* Instructions for the task *
The whole listing below needs to be retyped without a single change.

********

PR #42, opened 2021-05-25
fix: update React-Core pod

philly25:
This is apparently needed for Xcode 12 compatibility

Reference: facebook/react-native#29633

### DIFF
--- a/package.json
+++ b/package.json
@@ -71,7 +71,7 @@
   ],
   "dependencies": {},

********

* Written response *
PR #42, opened 2021-05-25
fix: update React-Core pod

philly25:
This is apparently needed for Xcode 12 compatibility

Reference: facebook/react-native#29633

### DIFF
--- a/package.json
+++ b/package.json
@@ -71,7 +71,7 @@
   ],
   "dependencies": {},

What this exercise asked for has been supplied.